I know what it takes. "A day at a time" means I have a responsibility to others, to God, and above all to myself to make the most of today. I know now that epochal, radical alteration of my life does not happen in an afternoon. I've spent 47 years looking for the quick fix. It's still easy for me to be impatient and discouraged. I haven't yet internalized that incremental effort and incremental change add up to big things.
So, all in all, I guess, this week has been a gentle nudge for me from HP. I've been a bit slack in putting recovery into practice in my life every day. It's not that I seem to be in immediate danger of deciding to get drunk today. It's more that I feel kind of fuzzy around the edges. It's hard for me to concentrate enough to write this, to identify and articulate feelings and thoughts. Not sharp, not focused -- kind of fuzzy.

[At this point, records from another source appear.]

PR #4881, opened 2026-08-23
Fix Unicode escapes in CSP string literals

### LINKED ISSUE #4879: Can't pass an escaped string literal into a component method with CSP version
### Alpine.js version

v3.16.1

Firefox on Linux

When passing an escaped string literal into an alpine component method, it is not parsed in the CSP version of alpine, but is parsed in the regular version.

The below example demonstrates this with two buttons: one that passes `test` and the other that passes `tes\u0027t`:

- Passing `test` works fine for both versions.
- Passing `tes\u0027t` results in `tes't` in the regular version, but `tesu0027t` in the CSP version.

This is particularly problematic when using laravel's `Js::from()` such as `x-data="component({{ Js::from($test) }})"`function, as it escapes apostrophes and other common symbols which get misread inside the component.

```html
<!--<script src="https://unpkg.com/alpinejs" defer></script>-->
<script defer src="https://cdn.jsdelivr.net/npm/@alpinejs/csp@3.x.x/dist/cdn.min.js"></script>

<div x-data="test">
    <button x-on:click="set('test')">Without apostrophe (`test`)</button>
    <button x-on:click="set('tes\u0027t')">With apostrophe (`tes\u0027t`)</button>

    <input x-ref="input" />
</div>

<script>
    Alpine.data('test', () => ({
      set(value) {
        this.$refs.input.value = value;
      }
    }))
  })
</script>
```

_No response_

I expect both the CSP and the non-CSP versions to handle escapes within literal strings passed into component constructors and methods.

dawNotPoi:
Fixes #4879.

The CSP tokenizer now decodes four-digit Unicode escapes inside string literals. This makes escaped values such as `tes\\u0027t` match the regular Alpine build while preserving the existing handling for other escapes.

Added a parser regression assertion for the escaped apostrophe case reported in the issue.

Testing:

- `npx vitest run tests/vitest/csp-parser.spec.js` (100 tests passed)
- `node --check packages/csp/src/parser.js`

### DIFF
--- a/packages/csp/src/parser.js
+++ b/packages/csp/src/parser.js
@@ -139,6 +139,18 @@ class Tokenizer {
                     case 'r': value += '\r'; break;
                     case '\\': value += '\\'; break;
                     case quote: value += quote; break;
+                    case 'u': {
+                        const codeUnit = this.input.slice(this.position + 1, this.position + 5);
+
+                        if (/^[0-9a-fA-F]{4}$/.test(codeUnit)) {
+                            value += String.fromCharCode(parseInt(codeUnit, 16));
+                            this.position += 4;
+                        } else {
+                            value += char;
+                        }
+
+                        break;
+                    }
                     default: value += char;
                 }
                 escaped = false;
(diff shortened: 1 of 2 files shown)


calebporzio:
thanks!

I'm truly grateful for the experience, strength and hope I find in others' blogs. For instance, just in the past few days, Pepa, Scott, Blue, Dave, Trudge, and Lash have said things that expressed my own thoughts and feelings, so much better than I can myself. And this is just a sample, I could point to many others. I'm truly grateful, too, for the remarkable joy, pain, courage and growth of some bloggers in their first days of recovery, such as Steph, Grace, and Jane. Their journeys inspire me, and remind me how much I want, and believe I can have, the continuous renewal that a spiritually-centered recovery offers. The journeys of the "oldtimers" show me the result of that continuous renewal, and the good life that I want, and that I believe I can have.
Heard at last night's meeting: "Recovery is not for those who want it, nor for those who need it. It's for those who work it."